Top of DATA SUPPLIED

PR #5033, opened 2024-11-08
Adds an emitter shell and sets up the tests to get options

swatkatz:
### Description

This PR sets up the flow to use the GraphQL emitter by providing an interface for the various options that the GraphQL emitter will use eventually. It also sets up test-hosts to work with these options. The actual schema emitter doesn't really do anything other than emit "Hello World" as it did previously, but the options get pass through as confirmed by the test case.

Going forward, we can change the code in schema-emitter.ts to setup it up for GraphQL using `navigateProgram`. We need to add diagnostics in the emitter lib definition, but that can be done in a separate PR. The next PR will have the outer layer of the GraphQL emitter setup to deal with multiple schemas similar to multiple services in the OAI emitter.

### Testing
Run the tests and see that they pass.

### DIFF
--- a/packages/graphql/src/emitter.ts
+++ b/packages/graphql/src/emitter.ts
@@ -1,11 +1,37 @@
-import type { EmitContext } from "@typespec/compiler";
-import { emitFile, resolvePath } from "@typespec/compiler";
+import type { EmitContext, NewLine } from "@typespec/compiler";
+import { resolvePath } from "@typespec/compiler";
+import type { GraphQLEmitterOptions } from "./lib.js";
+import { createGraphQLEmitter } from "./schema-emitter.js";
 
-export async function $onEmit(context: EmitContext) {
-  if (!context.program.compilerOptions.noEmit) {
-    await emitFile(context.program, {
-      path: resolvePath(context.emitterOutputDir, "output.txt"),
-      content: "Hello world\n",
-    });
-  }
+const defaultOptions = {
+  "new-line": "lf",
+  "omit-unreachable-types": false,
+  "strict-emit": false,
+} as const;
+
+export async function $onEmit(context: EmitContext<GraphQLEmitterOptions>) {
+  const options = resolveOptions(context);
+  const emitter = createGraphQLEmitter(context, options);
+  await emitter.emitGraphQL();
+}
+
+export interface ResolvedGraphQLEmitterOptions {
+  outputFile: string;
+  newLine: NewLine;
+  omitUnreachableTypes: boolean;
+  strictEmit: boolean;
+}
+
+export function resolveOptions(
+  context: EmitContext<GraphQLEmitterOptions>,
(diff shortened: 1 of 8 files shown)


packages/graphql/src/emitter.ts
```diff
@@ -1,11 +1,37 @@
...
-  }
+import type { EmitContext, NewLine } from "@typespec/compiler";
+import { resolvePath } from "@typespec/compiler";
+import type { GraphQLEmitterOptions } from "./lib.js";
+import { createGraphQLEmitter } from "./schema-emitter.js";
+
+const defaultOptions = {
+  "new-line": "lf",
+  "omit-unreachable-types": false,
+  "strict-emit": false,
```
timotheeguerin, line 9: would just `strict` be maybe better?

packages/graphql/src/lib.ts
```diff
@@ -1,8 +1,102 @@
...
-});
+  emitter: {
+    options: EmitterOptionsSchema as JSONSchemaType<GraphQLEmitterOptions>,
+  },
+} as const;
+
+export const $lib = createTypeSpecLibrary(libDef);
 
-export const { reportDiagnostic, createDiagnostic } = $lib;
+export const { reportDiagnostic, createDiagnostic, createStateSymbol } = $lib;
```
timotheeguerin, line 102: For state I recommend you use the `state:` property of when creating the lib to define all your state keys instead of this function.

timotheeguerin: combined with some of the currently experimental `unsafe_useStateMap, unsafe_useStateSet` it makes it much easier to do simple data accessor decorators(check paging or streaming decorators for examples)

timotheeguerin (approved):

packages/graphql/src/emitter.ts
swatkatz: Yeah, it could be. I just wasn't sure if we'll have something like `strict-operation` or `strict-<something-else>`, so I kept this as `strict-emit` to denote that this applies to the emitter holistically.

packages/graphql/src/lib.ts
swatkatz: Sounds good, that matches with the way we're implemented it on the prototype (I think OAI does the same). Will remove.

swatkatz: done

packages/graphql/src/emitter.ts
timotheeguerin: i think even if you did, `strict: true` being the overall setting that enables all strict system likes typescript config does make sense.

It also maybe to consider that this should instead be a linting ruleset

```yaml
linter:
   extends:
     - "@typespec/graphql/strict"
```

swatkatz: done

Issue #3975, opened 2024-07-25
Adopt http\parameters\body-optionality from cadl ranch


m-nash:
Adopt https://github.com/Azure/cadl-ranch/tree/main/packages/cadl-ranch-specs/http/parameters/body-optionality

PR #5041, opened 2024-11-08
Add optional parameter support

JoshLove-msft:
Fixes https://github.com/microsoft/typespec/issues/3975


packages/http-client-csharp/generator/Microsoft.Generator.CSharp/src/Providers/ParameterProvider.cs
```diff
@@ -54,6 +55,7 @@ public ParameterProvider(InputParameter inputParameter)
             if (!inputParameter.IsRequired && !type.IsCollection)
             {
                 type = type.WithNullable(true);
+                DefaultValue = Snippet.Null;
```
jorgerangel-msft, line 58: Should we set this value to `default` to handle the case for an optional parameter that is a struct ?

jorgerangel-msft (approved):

Bottom of DATA SUPPLIED
Top of DATA SUPPLIED

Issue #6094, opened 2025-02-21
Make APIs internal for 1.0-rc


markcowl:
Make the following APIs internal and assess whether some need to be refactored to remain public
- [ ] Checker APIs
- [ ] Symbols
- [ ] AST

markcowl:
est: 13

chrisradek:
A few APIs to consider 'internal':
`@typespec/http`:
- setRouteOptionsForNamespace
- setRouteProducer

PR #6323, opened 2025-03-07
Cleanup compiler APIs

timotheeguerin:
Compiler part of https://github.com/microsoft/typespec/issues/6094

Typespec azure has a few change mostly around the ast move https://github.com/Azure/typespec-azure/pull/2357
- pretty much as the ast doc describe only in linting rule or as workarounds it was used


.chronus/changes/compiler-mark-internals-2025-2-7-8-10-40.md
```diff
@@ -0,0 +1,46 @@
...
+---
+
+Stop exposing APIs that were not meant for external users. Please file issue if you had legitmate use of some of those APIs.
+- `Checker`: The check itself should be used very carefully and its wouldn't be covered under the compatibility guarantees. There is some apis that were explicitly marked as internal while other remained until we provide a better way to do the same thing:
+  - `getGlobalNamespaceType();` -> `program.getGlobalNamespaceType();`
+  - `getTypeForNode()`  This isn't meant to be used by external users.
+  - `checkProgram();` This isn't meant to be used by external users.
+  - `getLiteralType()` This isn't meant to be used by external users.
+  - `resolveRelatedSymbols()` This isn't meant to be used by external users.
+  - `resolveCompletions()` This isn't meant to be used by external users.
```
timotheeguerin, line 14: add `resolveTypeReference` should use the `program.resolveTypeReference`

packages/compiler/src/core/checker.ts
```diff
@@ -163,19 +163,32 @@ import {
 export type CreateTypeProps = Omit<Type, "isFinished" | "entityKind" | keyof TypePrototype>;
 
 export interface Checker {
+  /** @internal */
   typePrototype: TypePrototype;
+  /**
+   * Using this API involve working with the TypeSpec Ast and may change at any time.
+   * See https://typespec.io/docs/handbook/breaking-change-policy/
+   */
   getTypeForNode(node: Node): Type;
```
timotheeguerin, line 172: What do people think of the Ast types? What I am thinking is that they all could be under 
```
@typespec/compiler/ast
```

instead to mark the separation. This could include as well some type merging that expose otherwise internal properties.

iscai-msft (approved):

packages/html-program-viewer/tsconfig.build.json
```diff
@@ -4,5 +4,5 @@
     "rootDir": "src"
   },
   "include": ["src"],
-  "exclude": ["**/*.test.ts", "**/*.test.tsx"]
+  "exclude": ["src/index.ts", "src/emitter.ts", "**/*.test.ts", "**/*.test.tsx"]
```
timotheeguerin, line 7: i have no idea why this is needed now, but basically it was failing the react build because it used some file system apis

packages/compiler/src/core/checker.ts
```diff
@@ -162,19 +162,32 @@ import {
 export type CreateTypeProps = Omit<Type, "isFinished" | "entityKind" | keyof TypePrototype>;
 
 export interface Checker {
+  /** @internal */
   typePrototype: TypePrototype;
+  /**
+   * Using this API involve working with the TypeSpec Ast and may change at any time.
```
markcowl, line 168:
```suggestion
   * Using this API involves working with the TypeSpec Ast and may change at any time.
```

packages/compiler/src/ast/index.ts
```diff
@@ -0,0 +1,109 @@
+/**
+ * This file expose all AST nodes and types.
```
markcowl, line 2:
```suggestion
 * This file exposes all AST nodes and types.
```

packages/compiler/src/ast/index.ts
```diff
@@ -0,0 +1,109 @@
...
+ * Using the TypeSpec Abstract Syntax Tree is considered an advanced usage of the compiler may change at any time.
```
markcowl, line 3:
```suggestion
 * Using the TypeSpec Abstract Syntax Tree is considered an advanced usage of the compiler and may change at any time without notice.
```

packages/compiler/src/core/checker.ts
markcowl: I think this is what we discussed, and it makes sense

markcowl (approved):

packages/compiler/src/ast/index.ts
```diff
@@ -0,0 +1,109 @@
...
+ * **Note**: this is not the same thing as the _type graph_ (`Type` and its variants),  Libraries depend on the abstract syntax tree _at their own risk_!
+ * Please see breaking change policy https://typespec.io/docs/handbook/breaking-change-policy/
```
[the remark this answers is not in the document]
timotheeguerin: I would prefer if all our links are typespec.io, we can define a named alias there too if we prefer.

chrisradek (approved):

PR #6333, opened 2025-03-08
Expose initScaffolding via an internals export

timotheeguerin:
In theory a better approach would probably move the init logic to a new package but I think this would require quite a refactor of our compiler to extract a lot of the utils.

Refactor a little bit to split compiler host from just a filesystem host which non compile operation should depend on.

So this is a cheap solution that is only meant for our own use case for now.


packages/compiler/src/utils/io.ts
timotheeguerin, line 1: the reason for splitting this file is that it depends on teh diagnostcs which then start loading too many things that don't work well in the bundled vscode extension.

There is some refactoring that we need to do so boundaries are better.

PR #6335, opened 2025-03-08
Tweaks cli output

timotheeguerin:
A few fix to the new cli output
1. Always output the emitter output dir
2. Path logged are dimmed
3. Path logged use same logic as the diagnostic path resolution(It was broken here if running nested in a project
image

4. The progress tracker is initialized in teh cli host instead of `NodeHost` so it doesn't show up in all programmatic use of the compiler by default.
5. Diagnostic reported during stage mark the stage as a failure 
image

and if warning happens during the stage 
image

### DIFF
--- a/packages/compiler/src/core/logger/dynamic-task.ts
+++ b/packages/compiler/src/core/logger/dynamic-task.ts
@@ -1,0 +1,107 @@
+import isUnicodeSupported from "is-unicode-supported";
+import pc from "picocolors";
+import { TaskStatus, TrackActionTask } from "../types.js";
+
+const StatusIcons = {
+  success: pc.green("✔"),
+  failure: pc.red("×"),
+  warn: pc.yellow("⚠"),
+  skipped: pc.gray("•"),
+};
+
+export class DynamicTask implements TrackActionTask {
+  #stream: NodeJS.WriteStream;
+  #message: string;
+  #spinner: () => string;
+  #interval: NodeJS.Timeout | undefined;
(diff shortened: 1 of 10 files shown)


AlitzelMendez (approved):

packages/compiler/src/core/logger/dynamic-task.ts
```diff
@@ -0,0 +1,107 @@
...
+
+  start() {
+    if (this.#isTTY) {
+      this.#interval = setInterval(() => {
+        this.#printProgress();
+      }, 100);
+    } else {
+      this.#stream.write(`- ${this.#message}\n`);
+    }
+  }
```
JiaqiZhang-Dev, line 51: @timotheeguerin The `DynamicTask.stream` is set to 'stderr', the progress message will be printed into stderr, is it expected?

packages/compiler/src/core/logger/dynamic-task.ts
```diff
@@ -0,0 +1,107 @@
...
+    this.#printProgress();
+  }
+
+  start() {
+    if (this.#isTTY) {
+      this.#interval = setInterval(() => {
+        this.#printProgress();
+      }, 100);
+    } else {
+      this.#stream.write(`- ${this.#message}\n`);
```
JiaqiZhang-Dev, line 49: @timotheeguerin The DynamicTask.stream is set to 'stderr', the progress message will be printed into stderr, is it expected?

Bottom of DATA SUPPLIED

Exactly the lines above from the one with "PR #5033, opened 2024-11-08" to the one with "### Description", both included, are to be quoted; leave the rest out.

TASK RESULT:
PR #5033, opened 2024-11-08
Adds an emitter shell and sets up the tests to get options

swatkatz:
### Description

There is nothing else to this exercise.